It turns out that over the past five years, we have earned an annual return of precisely 1.6% on our savings and investments. Hooray!
Coincidently, that number is how much the IMF believes the Caribbean’s economy to expanded in 2009. Hopefully 2010 will be better. The Eastern Caribbean countries have just taken a proactive step forward, strengthening the OECS with the new Treaty of Bassaterre. The treaty basically does three things. First, it gives the OECS the authority to legislate on the creation of a full common market. Right now, the OECS is a customs and currency union, but there are barriers to internal factor mobility between the islands. Second, it gives the OECS the authority to enforce the legislation ... basically via national courts and, ultimately, the Eastern Caribbean Supreme Court. Third, it creates a quasi-executive E.U.-style Commission headed by a Director-General to run the organization. I say “quasi,” because the Director-General won’t have the ability to directly issue orders to the executive agencies of the various OECS governments, let alone act directly upon the citizenry, but he or she will have the ability to use the courts to take governments to task. So as long as the OECS governments are in fact under the rule of law, the head of the OECS will indeed have quite a bit of de jure authority.
(Some time ago, Doug Muir and I had a debate about the E.U. that ran along these lines. I think I convinced him, but it can be very hard to know.)
So it isn’t quite a federation. And the new OECS Authority (basically, an assembly of heads of government) will make legislative decisions only by unanimity. But it takes the Organization about as close as you can get without crossing that line. (Their security forces also bump up against the same limit, sharing training and commands.) But it is a step forward for a group of islands that were already rather strongly united.
In theory, Trinidad is supposed to join in 2013. Or maybe 2011. It isn’t clear. I also doubt that it will happen. Although it would be interesting if it did!
Thoughts on integration?
The case for some sort of regional federation in the eastern Caribbean makes sense, especially if it would create actual economies of scale. The geography's more workable than it was with the West Indies Federation. Tight associations with a post-colonial metropole on the US or French models would probably have been more productive still, but that doesn't seem to have been a likely outcome of British colonial politics.
What would Trinidad and Tobago get out of a Greater Trinidad _sensu strictu,_ or even a Trinidad-dominated eastern Caribbean federation? The smaller polities, all widely dispersed islands with smaller populations and less developed economies than Trinidad's, would presumably benefit from the infusion of the dominant partner's funds and expertise, but would Trinidadians actually be living better? Or do some people in Port of Spain like the idea of being the metropole of a mini-empire?
(As a related aside, Wikipedia's OECS page mentions Venezuela's interest in joining the OECS. What does Venezuela have to do with the region, anyhow?)

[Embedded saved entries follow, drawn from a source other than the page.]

PR #14992, opened 2020-07-09
Fix i18n

metanerd:
#### Summary
https://github.com/mattermost/mattermost-mobile/pull/4552 . PR is empty, but the commits diverged. This should fix the merge problems with weblate.


metanerd:
Turns out if I use `Merge` instead of `Rebase`, I do not have to create this PR. Merge > Rebase!

PR #15004, opened 2020-07-10
Moving store layers into independent packages

jespino:
#### Summary
Moving store layers into independent packages

#### Ticket Link
[MM-26835](https://mattermost.atlassian.net/browse/MM-26835)


jespino:
To give some context, it was taking around 5 seconds to compile the `store` package, from where almost 3 seconds was for the open tracing layer, and 1.5 from the timer layer. now the store layer compiles way faster, and each layer compilation is cached independently.

PR #15009, opened 2020-07-10
[MM-25990] Add filters to search all channels

fmunshi:
#### Summary
- Add the ability to filter channels by `TeamIds`, `Public`, `Private`, `GroupConstrained`, `ExcludeGroupConstrained`

#### Ticket Link
- https://mattermost.atlassian.net/browse/MM-25990

#### Related PR:
https://github.com/mattermost/mattermost-api-reference/pull/547


model/channel_search.go
```diff
@@ -11,11 +11,18 @@ import (
...
+	Term                    string   `json:"term"`
+	ExcludeDefaultChannels  bool     `json:"exclude_default_channels"`
+	NotAssociatedToGroup    string   `json:"not_associated_to_group"`
+	TeamIds                 []string `json:"team_ids"`
+	GroupConstrained        bool     `json:"group_constrained"`
+	ExcludeGroupConstrained bool     `json:"exclude_group_constrained"`
+	Public                  bool     `json:"public"`
+	Private                 bool     `json:"private"`
+	IncludeDeleted          bool     `json:"include_deleted"`
+	Deleted                 bool     `json:"deleted"`
```
agnivade, line 23: I have some concerns about these being value fields. This means that they will fall back to their default values if in any case, the UI forgets to set them in the HTTP request. I see that in the code you are only checking for non-default values, but I am a bit concerned if in the future, somebody adds a condition which checks for the negative value for these fields.

Are all code paths from the app explicitly set these fields to either true or false?

model/channel.go
```diff
@@ -120,12 +120,18 @@ type ChannelModeratedRolesPatch struct {
...
-	NotAssociatedToGroup   string
-	ExcludeDefaultChannels bool
-	IncludeDeleted         bool
-	ExcludeChannelNames    []string
-	Page                   *int
-	PerPage                *int
+	NotAssociatedToGroup    string
+	ExcludeDefaultChannels  bool
+	IncludeDeleted          bool
+	Deleted                 bool
```
agnivade, line 126: What is the difference between these? Is it possible to use just one?

fmunshi: One of them is to include deleted results in the response and one of them is to return exclusively deleted results.
I dont think there is a way to do this without using 2 different options

model/channel_search.go
fmunshi: The default code path sets false for all of the above options.

model/channel.go
agnivade: Ah I see. Perhaps change `Deleted` to `JustDeleted/OnlyDeleted`? 0/5. IMO Deleted and IncludeDeleted is a bit confusing. Deleted does not clarify that it exclusively returns deleted results.

fmunshi: I think it makes more sense to leave it as `Deleted` instead of `OnlyDeleted` since `Private` and `Public` work the same way i.e. passing just `Private` returns "Only" Private channels

amyblais:
@jespino Kind note for reviewers that feature complete for v5.26 is tomorrow,

api4/channel_test.go
```diff
@@ -1225,109 +1225,166 @@ func TestSearchAllChannels(t *testing.T) {
...
-	search.Term = th.BasicPrivateChannel.Name
-	channels, resp = th.SystemAdminClient.SearchAllChannels(search)
-	CheckNoError(t, resp)
+	th.App.UpdateConfig(func(cfg *model.Config) {
+		*cfg.TeamSettings.ExperimentalViewArchivedChannels = true
+	})
 
-	assert.Len(t, *channels, 1)
-	assert.Equal(t, th.BasicPrivateChannel.Id, (*channels)[0].Id)
+	testCases := []struct {
```
jespino, line 1258: :heart:

store/sqlstore/channel_store.go
```diff
@@ -2854,6 +2855,30 @@ func (s SqlChannelStore) channelSearchQuery(term string, opts store.ChannelSearc
...
+	if len(opts.TeamIds) > 0 {
+		query = query.Where(sq.Eq{"c.TeamId": opts.TeamIds})
+	}
+
+	if opts.GroupConstrained {
+		query = query.Where(sq.Eq{"c.GroupConstrained": true})
+	} else if opts.ExcludeGroupConstrained {
+		query = query.Where(sq.Or{
+			sq.NotEq{"c.GroupConstrained": true},
+			sq.Eq{"c.GroupConstrained": nil},
```
jespino, line 2867: nit: this is not redundant? I mean, if the `GroupConstrained` is `true`, it is not `nil`, right?

store/sqlstore/channel_store.go
```diff
@@ -2854,6 +2855,30 @@ func (s SqlChannelStore) channelSearchQuery(term string, opts store.ChannelSearc
...
+		})
+	}
+
+	if opts.Public && opts.Private {
+		query = query.Where(sq.Or{
```
jespino, line 2872: nit: this is already done in the base query, no harm in it but a bit of repetition and maybe a future source of problems changing one and not the other. Probably I would remove that from the base query, and keep all the logic related to this here together, probably something like:

```go
if opts.Private && !opts.Public {
   ...filter by Private
} else if opts.Public && !opts.Private {
   ...filter by Public
} else {
   ...filter by Public or Private
}
```

store/sqlstore/channel_store.go
```diff
@@ -2825,8 +2825,9 @@ func (s SqlChannelStore) channelSearchQuery(term string, opts store.ChannelSearc
 			OrderBy("c.DisplayName, t.DisplayName").
 			Limit(uint64(limit))
 	}
-
-	if !opts.IncludeDeleted {
+	if opts.Deleted {
+		query = query.Where(sq.NotEq{"c.DeleteAt": int(0)})
+	} else if !opts.IncludeDeleted {
```
jespino, line 2830: nit: I'm not sure if this is the expected behavior. I would expect, If I ask to the api for channels, and I don't want to include the deleted ones in the list, and then I filter only by the deleted ones, I would expect and empty list, not to ignore one of my requests. I understand that makes no sense from the users perpective, but if somebody from the client is relaying on the idea of "I'm not including deleted channels, but I don't care about setting or not the Deleted filter" can end up with some weird behaviors.

store/sqlstore/channel_store.go
fmunshi: Unfortunately it doesnt work that way... if a column has a `NULL` value then it needs to be compared with `NULL`, so a column that has a value of `NULL` doesnt get returned if you do `Column <> true `

store/sqlstore/channel_store.go
fmunshi: Done

srkgupta:
Webapp PR is also expected to come along with this server PR. This PR will be tested together.

PR #15016, opened 2020-07-13
MM-26826 Populate orphaned channels in a transaction

hmhealey:
There's currently logic where orphaned channels (channels without a category) are automatically added to the DMs and Channels categories to prevent them from being inaccessible. This is done by calling `completePopulatingCategoryChannels` on those categories before returning them to the client. Any issues with that function are more prominent in DMs since we don't create SidebarChannels entries for the DMs category because it doesn't support manual ordering.

The problem we have currently is that any changes made are ran on the database master and `completePopulatingCategoryChannels` is ran on a replica, so if there's any lag between the two servers, the call to `completePopulatingCategoryChannels` will include stale data. This causes duplicated DMs when moving a DM into another category (since the DM that was moved still appears in DMs) and disappearing DMs when moving it back (since DMs doesn't include the now-orphaned DM yet).

#### Ticket Link
https://mattermost.atlassian.net/browse/MM-26826

### DIFF
--- a/store/sqlstore/channel_store.go
+++ b/store/sqlstore/channel_store.go
@@ -3562,6 +3562,25 @@ func (s SqlChannelStore) CreateSidebarCategory(userId, teamId string, newCategor
 }
 
 func (s SqlChannelStore) completePopulatingCategoryChannels(category *model.SidebarCategoryWithChannels) (*model.SidebarCategoryWithChannels, *model.AppError) {
+	transaction, err := s.GetMaster().Begin()
+	if err != nil {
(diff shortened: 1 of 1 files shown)


hmhealey:
@agnivade Not that I'm aware of. I posted in the Server channel to ask for that, but I don't believe anyone responded.

agnivade:
Right, thanks.

jgilliam17:
Thank you @hmhealey 
DMs are no longer doubling 
Found one issue with the doubling of GMs.
1) Create a GM and move to custom category
2) Click on DM + and select the same GM participants to open the conversation again
Observed: GM is created and placed in DM category, instead of opening an existing conversation 
Screen Shot 2020-07-15 at 8 54 56 AM

PR #15019, opened 2020-07-14
MM-26836: Remove some app fields which cause race conditions

agnivade:
`(a *App) InitServer` was being called from multiple goroutines
and were modifying the fields of the App struct concurrently.
However, the fields were just reflecting the Server fields,
and we already have public getters for those fields.

Therefore, we remove those fields and just change the code to return
the server field directly.


agnivade:
Well, this was easier than I thought. It's good that the entire codebase uses those getters.

agnivade:
@ogi-m - Some general smoke testing would be sufficient here. Thanks.

app/options.go
```diff
@@ -100,7 +100,6 @@ func ServerConnector(s *Server) AppOption {
 		a.log = s.Log
 		a.notificationsLog = s.NotificationsLog
 
-		a.accountMigration = s.AccountMigration
 		a.cluster = s.Cluster
```
jespino, line 103: Not for this PR, but would be great to get rid of all this when is possible.

agnivade: https://mattermost.atlassian.net/browse/MM-27169

agnivade:
@ogi-m - Wondering if you had a chance to look at this? :)

PR #15021, opened 2020-07-14
MM-26871 Add test for sidebar when moving channels between teams

hmhealey:
I haven't been able to reproduce the bug we saw on community with the private dev channel, but here's a unit test at least to try to catch that case in the future.

#### Ticket Link
https://mattermost.atlassian.net/browse/MM-26871


hmhealey:
Skipping QA review since this is just adding a unit test.

app/channel_test.go
```diff
@@ -103,78 +103,121 @@ func TestRemoveAllDeactivatedMembersFromChannel(t *testing.T) {
...
 
-	_, err = th.App.AddUserToTeam(targetTeam.Id, th.BasicUser.Id, "")
-	require.Nil(t, err)
+		_, err = th.App.AddUserToChannel(th.BasicUser2, channel1)
+		require.Nil(t, err)
 
-	_, err = th.App.AddUserToChannel(th.BasicUser, channel1)
-	require.Nil(t, err)
+		err = th.App.MoveChannel(targetTeam, channel1, th.BasicUser)
+		require.NotNil(t, err, "Should have failed due to mismatched members.")
```
ethervoid, line 136: I'd use `require.Error`

app/channel_test.go
```diff
@@ -103,78 +103,121 @@ func TestRemoveAllDeactivatedMembersFromChannel(t *testing.T) {
...
-	require.Nil(t, err)
-	_, err = th.App.AddUserToChannel(th.BasicUser, channel2)
-	require.Nil(t, err)
+		_, err = th.App.UpdateActive(deacivatedUser, false)
+		require.Nil(t, err)
 
-	_, err = th.App.AddUserToChannel(deacivatedUser, channel2)
-	require.Nil(t, err)
+		err = th.App.MoveChannel(targetTeam, channel2, th.BasicUser)
+		require.NotNil(t, err, "Should have failed due to mismatched deacivated member.")
```
ethervoid, line 162: Same here

app/channel_test.go
```diff
@@ -103,78 +103,121 @@ func TestRemoveAllDeactivatedMembersFromChannel(t *testing.T) {
 }
 
 func TestMoveChannel(t *testing.T) {
-	th := Setup(t).InitBasic()
-	defer th.TearDown()
-	var err *model.AppError
+	t.Run("should move channels between teams", func(t *testing.T) {
```
ethervoid, line 106: Please make a little refactor and create a different t.Run scenarios where:

- Move a channel without problem
- Move a channel fails because of member mismatch
- Move a channel with deactivated users fails
- Move a channel with deactivated users with the option works
- Move a channel with no members

This way is cleaner and readable when you're checking the tests

hmhealey: It would be nicer, but I don't have the time to do that now. This PR is just focused on adding the new test to confirm that this works with the sidebar correctly, and moving the rest of this into a subtest was just a side effect of that.

ethervoid: Ok, but is not just nicer is something really desirable. For example, when I'm working on something new, I tend to read the tests to know how it works so treating them as any other production code is a good practice. My suggestion was just cut that code and create differen test cases

hmhealey:
I manually cherry-picked the commit.

PR #15026, opened 2020-07-14
Rudder key and dataplane in Config

Adovenmuehle:
#### Summary
To allow for ease of testing telemetry changes, we should make it so that the rudder key and dataplane URL can be customized through the config or environment. This would allow developers to set the key in their local environment to test telemetry and also allow us to inject a QA key into instances spun up with matterwick.


Adovenmuehle:
@jespino @grundleborg this is still a WIP but I wanted to shoot it over to you earlier than later. I haven't written much Go so please tell me everything I've done wrong.

My idea is either people can set a dev rudder key in their config.json or override it with an env var.

cc @jaydeland

grundleborg:
@Adovenmuehle I see what you are trying to do there, but I'm a bit uncomfortable with adding fields to the config file that are really only there for developers and silently ignored in deployment.

Perhaps instead we could have a "secret" environment variable that we use for testing with, that isn't part of the regular config system but is documented in the developer docs instead?

Adovenmuehle:
@grundleborg yeah I can agree with that. 

Would you essentially be suggesting using `os.Getenv`?

Adovenmuehle:
The upside to having the rudder config as a real config instead of just reading from the environment is that we could then read it from the client instead of having to separately inject it there. I'm trying to figure out how to have those keys injected in the webapp at build time but not totally sure how to do it.

Adovenmuehle:
@grundleborg can you give me some guidance on what I need to do here to get it merged?

grundleborg:
@amyblais as on the webapp ticket, I see you've set the milestone for this to 5.27 but not added the Cherry-Pick-Approved label. Is this intended to be cherry-picked to 5.27, or merged just to master for 5.28?

Adovenmuehle:
I went through the telemetry tickets and I think we should be ok just merging this to master for 5.28.

hanzei:
@jespino These changes doesn't seem to be in https://github.com/mattermost/mattermost-server/blob/master/services/telemetry/telemetry.go any longer. They seem to got removed by https://github.com/mattermost/mattermost-server/commit/44079785eb126b13f593562f7450ad49abf1bd8a#diff-6d075395bdd93d9b78959b73d7a2f3d9. Was this intended?

jespino:
@hanzei I think it can be lost during the merges from master, probably we should try to reapply it.

hanzei:
@jespino Should I file a ticket?

Adovenmuehle:
Yes please. Thanks @hanzei for catching this.

hanzei:
@Adovenmuehle @jespino Filled https://mattermost.atlassian.net/browse/MM-28952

Posted by: Randy McDonald | January 02, 2010 at 01:40 AM
Patrick Manning has an interest in being the head of a mini-empire. Trinidadian voters, not so much. Which is why I doubt that T&T will join the OECS, let alone get the political union that he wants.
Caribbean Airlines would get some help from a unified air space, but much of that is already in the CSME. Ditto movement of skilled labor. Not too much in it for them.
Venezuela. Ah, Venezuela. Randy, you're assuming that Mr. Chávez has a strategy. He clearly has a liking for anything that smacks of continental union, which is why he wants to join Mercosur. Joining the OECS would, well ... Chávez has no idea what that means, since he clearly does not want to adopt the Eastern Caribbean dollar or submit himself to the rulings of the Eastern Caribbean Supreme Court. But it sounds nice.
As for its interest in the region, see here. It does have a long border, after all.
All the Bolivarian aid programs are still in place, and support to Cuba continues. Yet what he gets is unclear. My previous categorization was: "Too serious to be costless domestic posturing, not serious enough to actually extend Venezuelan power." Which kind of leaves me at a loss.
Ideas?
Posted by: Noel Maurer | January 02, 2010 at 07:56 AM
So does Barbados not belong to this OECS outfit because they think they're doing well enough on their own?
Posted by: Dave MB | January 06, 2010 at 12:04 PM
Congratulations on joining the world's leading ideological project! In many ways, with the ACP agreement, it's not that far off setting up interworking with the EU itself. We're going to encircle the US, once the EU-Canada agreement goes through...
Posted by: Alex | January 10, 2010 at 06:52 PM
If an unelected body has the right to take governments to court to enforce its own laws against those of elected governments, then it does in fact have the effective power. There are clear dangers involved in giving unqualified welcomes to the end of democracy and the end of the rights of the people (even of small countries) to decide their own futures. Big supra government organisations like the EU are the way of the past. Just look a the extraordinary mess of agriculture and fishing in the EU - the worst man made eco disaster of the 20th century is how these policies have been described (and they are totally controlled by the EU and no elected government can change the rules to make them better or more fair). Do be careful what you call for. Barbados is not part of the OECS btw and is proof that small works well.